- Born: November 4, 1937 Lagos, Nigeria
- Died: June 3, 2018 (aged 80)
- Other names: Olusola
- Occupations: Accountant, Stock broker and business woman
- Known for: Africa’s first female Chartered Accountant

= Toyin Olakunri =

Nigerian accountant, philanthropist, and businesswoman (1937–2018)

Chief (Mrs) Olutoyin Olakunri (OFR) (November 4, 1937 - June 3, 2018) was a Nigerian accountant, philanthropist and businesswoman who was the first female chartered accountant in Africa. In 2000, President Obasanjo appointed her as head of the Education Trust Fund. She was president of the Institute of Chartered Accountants of Nigeria between 1994 and 1995.

Olakunri played a foundation role in the establishment of the Society of Woman Accountants of Nigeria.

== Early life and education ==
Olakunri was born in Lagos to Mr. Akinola and Mrs. Esther Adesigbin, her father was a lawyer from the Layeni-Adesigbin family, owners of Tika Tore Press while her mom was a daughter of Lagos merchant, J.H. Doherty, while growing up, she remained an only child for a long stretch of time.

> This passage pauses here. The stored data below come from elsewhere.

PR #178, opened 2016-08-17
Implement Bracket Push

IanWhitney:
I'm on the fence about using `&str`. If we don't provide the stub file, it will increase the difficulty of implementing `from`.

But if we include the stub file, then there's almost no extra work involved. Which also might reduce the amount students learn from the exercise.

Sometimes you gotta work with borrowed stuff, right? Writing a `from` implementation for a borrow seems like a useful thing to learn.

So I think my current wish is to:

- Write the tests to expect `From<&'a str>` (`From<&'static str>` would also work, I think)
- Don't include the stub file

### DIFF
--- a/exercises/bracket-push/example.rs
+++ b/exercises/bracket-push/example.rs
@@ -1,0 +1,79 @@
+use std::collections::HashMap;
+
+pub struct Brackets {
+    raw_brackets: Vec<char>,
+    pairs: MatchingBrackets,
+}
+
+impl<'a> From<&'a str> for Brackets {
+    fn from(i: &str) -> Self {
+        Brackets::new(String::from(i), None)
+    }
+}
+
+impl Brackets {
+    pub fn new(s: String, pairs: Option<Vec<(char, char)>>) -> Self {
+        let p = match pairs {
+            Some(x) => MatchingBrackets::from(x),
+            None => MatchingBrackets::from(vec![('[', ']'), ('{', '}'), ('(', ')')]),
+        };
+
+        Brackets {
+            raw_brackets: s.chars().filter(|c| p.contains(&c)).collect::<Vec<char>>(),
+            pairs: p,
+        }
+    }
+
+    pub fn are_balanced(&self) -> bool {
+        let mut unclosed: Vec<char> = Vec::new();
+
+        for &bracket in self.raw_brackets.iter() {
+            if let Some(last_unclosed) = unclosed.pop() {
+                unclosed.extend(self.pairs.unmatched(last_unclosed, bracket));
+            } else {
+                unclosed.push(bracket);
+            }
+        }
+
+        unclosed.is_empty()
+    }
+}
+
+pub struct MatchingBrackets {
+    collection: HashMap<char, char>,
+}
+
+impl From<Vec<(char, char)>> for MatchingBrackets {
+    fn from(v: Vec<(char, char)>) -> Self {
+        MatchingBrackets { collection: v.into_iter().collect::<HashMap<char, char>>() }
+    }
+}
+
+impl MatchingBrackets {
+    fn contains(&self, other: &char) -> bool {
+        let known = self.collection.keys().chain(self.collection.values()).collect::<Vec<_>>();
+        known.contains(&other)
+    }
+
+    fn closer_for(&self, k: &char) -> Option<&char> {
+        self.collection.get(k)
+    }
+
+    fn closed_by(&self, l: char, r: char) -> bool {
+        match self.closer_for(&l) {
+            Some(&x) => r == x,
+            None => false,
+        }
+    }
+
+    fn unmatched(&self, open: char, potential_close: char) -> Vec<char> {
+        let mut ret: Vec<char> = Vec::new();
+
+        if !self.closed_by(open, potential_close) {
+            ret.push(open);
+            ret.push(potential_close);
+        }
+
+        ret
+    }
+}
--- a/config.json
+++ b/config.json
@@ -24,6 +24,7 @@
     "grade-school",
     "tournament",
     "robot-simulator",
+    "bracket-push",
     "queen-attack",
     "sublist",
     "space-age",
--- a/exercises/bracket-push/Cargo.lock
+++ b/exercises/bracket-push/Cargo.lock
@@ -1,0 +1,4 @@
+[root]
+name = "bracket-push"
+version = "0.0.0"
+
--- a/exercises/bracket-push/Cargo.toml
+++ b/exercises/bracket-push/Cargo.toml
@@ -1,0 +1,3 @@
+[package]
+name = "bracket-push"
+version = "0.0.0"
--- a/exercises/bracket-push/HINTS.md
+++ b/exercises/bracket-push/HINTS.md
@@ -1,0 +1,6 @@
+# Bracket Push in Rust
+
+Reading about these Rust topics may help you implement a solution.
+
+- Lifetimes and Structs: https://doc.rust-lang.org/book/lifetimes.html#impl-blocks
+- From trait: https://doc.rust-lang.org/std/convert/trait.From.html
--- a/exercises/bracket-push/tests/bracket-push.rs
+++ b/exercises/bracket-push/tests/bracket-push.rs
@@ -1,0 +1,82 @@
+extern crate bracket_push;
+
+use bracket_push::*;
+
+#[test]
+fn paired_square_brackets() {
+    assert!(Brackets::from("[]").are_balanced());
+}
+
+#[test]
+#[ignore]
+fn empty_string() {
+    assert!(Brackets::from("").are_balanced());
+}
+
+#[test]
+#[ignore]
+fn unpaired_brackets() {
+    assert!(!Brackets::from("[[").are_balanced());
+}
+
+#[test]
+#[ignore]
+fn wrong_ordered_brackets() {
+    assert!(!Brackets::from("}{").are_balanced());
+}
+
+#[test]
+#[ignore]
+fn paired_with_whitespace() {
+    assert!(Brackets::from("{ }").are_balanced());
+}
+
+#[test]
+#[ignore]
+fn simple_nested_brackets() {
+    assert!(Brackets::from("{[]}").are_balanced());
+}
+
+#[test]
+#[ignore]
+fn several_paired_brackets() {
+    assert!(Brackets::from("{}[]").are_balanced());
+}
+
+#[test]
+#[ignore]
+fn paired_and_nested_brackets() {
+    assert!(Brackets::from("([{}({}[])])").are_balanced());
+}
+
+#[test]
+#[ignore]
+fn unopened_closing_brackets() {
+    assert!(!Brackets::from("{[)][]}").are_balanced());
+}
+
+#[test]
+#[ignore]
+fn unpaired_and_nested_brackets() {
+    assert!(!Brackets::from("([{])").are_balanced());
+}
+
+#[test]
+#[ignore]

She attended a primary school in Aba and continued primary education at CMS Girls School Lagos. In 1950, she moved with the school when it relocated to Ibadan and merged with Kudeti Girls School and renamed St Anne's School Ibadan, at thirteen years of age, she moved to United Kingdom to continue her secondary school education at Hawthorns School in Frinton-on-Sea, Essex. While in England she married her first husband, Arthur Ladipo Vigo, in 1957. Upon the counsel of her father and influence of a trader mother, Olakunri chose accountancy as a profession, hoping it will give her the flexibility to work as a mother and also practice.

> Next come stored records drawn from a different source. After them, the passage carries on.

PR #186, opened 2016-08-24
nucleotide-count: Use `Entry#or_insert`

petertseng:
In #155, this operation was performed for other exercises (tournament,
parallel-letter-frequency, word-count), but nucleotide-count was skipped
because #149 indicates that invalid nucleotides maybe should produce
errors.

We don't need to wait for x-common to get a nucleotide-count.json before
deciding to make the current implementation more idiomatic though.

If it's eventually decided that `or_insert` doesn't make sense, we can
change it then.


IanWhitney:
ok

PR #187, opened 2016-08-26
Use lowercase name for romans module

bradleybeddoes:
The previous uppercase module name would output the following
warning when running tests:

```
src/lib.rs:2:1: 42:2 warning: module `Roman` should have a snake case
name such as `roman`, #[warn(non_snake_case)] on by default
src/lib.rs:2 pub mod Roman {
```


bradleybeddoes:
Apologies, this should be a struct and thus uppercase is valid.

PR #190, opened 2016-08-28
space_age: properly check float delta

### LINKED ISSUE #188: space-age tests aren't checking results properly
This passes and has NO reason to: 

http://exercism.io/submissions/2d8927ee710c403c8c822d9bfba4f565

durka:
Missing parentheses were causing the test to check `expected - abs(actual)` instead of `abs(expected - actual)`.

Fixes #188.

### DIFF
--- a/exercises/space-age/tests/space-age.rs
+++ b/exercises/space-age/tests/space-age.rs
@@ -3,7 +3,7 @@ extern crate space_age;
 use space_age::*;
 
 fn assert_in_delta(expected: f64, actual: f64) {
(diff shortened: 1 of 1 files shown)


petertseng:
Shame I didn't catch it earlier, but yup, this is the right thing to do.

Verified that a solution that always returns `1e100` passes without the change in this PR and fails with the change in this PR.

petertseng:
Thanks.

IanWhitney:
D'oh. Thanks!

PR #195, opened 2016-09-02
WIP: Updating config.json

IanWhitney:
Working on #179

The new exercises collection is in place and I'm populating the topics
values.

### DIFF
--- a/config.json
+++ b/config.json
@@ -67,126 +67,189 @@
       "slug": "hamming",
       "difficulty": ,
       "topics": [
+        "Exception handling",
+        "Result",
+        "Higher-orderfunctions",
+        "Char"
       ]
     },
     {
       "slug": "scrabble-score",
       "difficulty": ,
       "topics": [
+        "Char",
+        "Higher-order functions",
+        "Maps"
       ]
     },
     {
       "slug": "pangram",
       "difficulty": ,
       "topics": [
+        "Char",
+        "Higher-order functions",
+        "ascii"
       ]
     },
     {
       "slug": "nucleotide-count",
       "difficulty": ,
       "topics": [
+        "Maps",
+        "Entry API",
+        "Char"
       ]
     },
     {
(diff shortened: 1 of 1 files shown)


config.json
```diff
@@ -67,126 +67,189 @@
       "slug": "hamming",
       "difficulty": ,
       "topics": [
+        "Exception handling",
+        "Result",
+        "Higher-orderfunctions",
```
petertseng: add space

config.json
```diff
@@ -67,126 +67,189 @@
...
       "topics": [
+        "Enumerations",
+        "Immutability"
       ]
     },
     {
       "slug": "bracket-push",
       "difficulty": ,
       "topics": [
+        "From trait"
```
petertseng: comma

config.json
```diff
@@ -3,6 +3,322 @@
...
+      "slug": "roman-numerals",
+      "difficulty": ,
+      "topics": [
+        "From trait",
+        "Display trait",
+        "Maps"
+      ]
+    },
+    {
+      "slug": "hexadecimal",
```
petertseng: (just happened) we kicked out hexadecimal for all-your-base, replace here

petertseng:
There has not been much activity here for a while.

What would you say if I were to take over it?

My plan is to just use problems.md exactly for the topics, and a difficulty of 1 for everything. We can refine both items later.

petertseng:
Just as #179 states, we should take it in steps. Therefore, my proposal.

IanWhitney:
The problem I ran in to is that I find the difficulty rating impossible. What does 'difficult' mean? Is it hard because it introduces Lifetimes? Because it's algorithmically hard? And guessing at the difficulty of exercises I haven't done was even harder.

Starting everything with a difficulty of 1 is fine.

IanWhitney:
Replaced by #229. closing.

PR #199, opened 2016-09-11
move tournament between wordy and custom-set

### LINKED ISSUE #174: Large jump in difficulty when tournament challenge is reached
Exercises previous to tournament only really include one problem, while this one includes quite a few and includes a test suite that doesn't break the challenge down into the component parts.

This results in a rather sudden and uncomfortable jump in difficulty. I feel that the tournament challenge should be perhaps moved later in the series or simplified.

petertseng:
Reviewers: I decided I'd go and take responsibility for this since I was the one who moved it earlier in the first place.

Take my word with a grain of salt since I haven't done this exercise myself yet.

Commit message follows.

---

In the beginning, tournament was between parallel-letter-frequency and
rectangles.

Then, in #152, File I/O was removed so it was deemed to be easier. So we
moved it to between grade-school and robot-simulator.

However, #174 rightly points out that tournament is still a bit involved
simply becaue there are multiple moving parts to it and the path to a
solution that even passes the first test is a bit long.

This placement is a general feeling from how much work I think one would
need to do on the input before being able to get the expected output:

In tournament, you have to look at each line, parse it, look at the
result, increment two win/draw/loss counts (one for each team that
played). then at the end calculate scores and sort.

wordy also has string parsing, so let's try right after wordy.

Closes #174


IanWhitney:
Ok

PR #343, opened 2017-08-22
Add default introductory code example

kytrinyx:
Instead of having logic for a fallback in the backend, we're choosing a
default for the snippet file.

For tracks that have core exercises, we pick the first core exercise.
For tracks without these, we pick the first exercise listed in the config.

See https://github.com/exercism/meta/issues/89

### DIFF
--- a/docs/SNIPPET.txt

Olakunri graduated from the University of Birmingham, and did her article-ship with the City of London and Dorset & Co before qualifying as an accountant in 1963. She married her second husband, Simeon Moronfolu Olakunri around 1965. She had seven children.

==Career==
She then moved back to Nigeria and joined the office of Peat Marwick Cassleton Elliot and Co. In 1965, Olakunri joined the workforce of Nigerian Industrial Development Bank (NIDB) now Bank of Industry a year after it was created. She worked at NIDB for seven years and left as an executive director of ICON Stockbrokers an affiliate of NIDB. Following her exit from the bank, Olakunri managed a stockbroking firm, CTB Stockbrokers which she initially wanted to purchase. However, in 1972, she was able to purchase a plastic making factory in Apapa founded by an Italian expatriate. She also dabbled into the importation of pre-fabricated homes but the business found little success.

In 1977, Olakunri was nominated as a member of the 1977 Constituent Assembly, a gathering of Nigerians to deliberate on a new democratic constitution. A year later, she and fellow female members of ICAN, co-founded the Society of Women Accountants of Nigeria, a body to protect the interest of female accountants in Nigeria.

Olakunri was a founding director of Eko International Bank and Gateway Bank, the former was partly owned by the Lagos State government and the later by Ogun State government.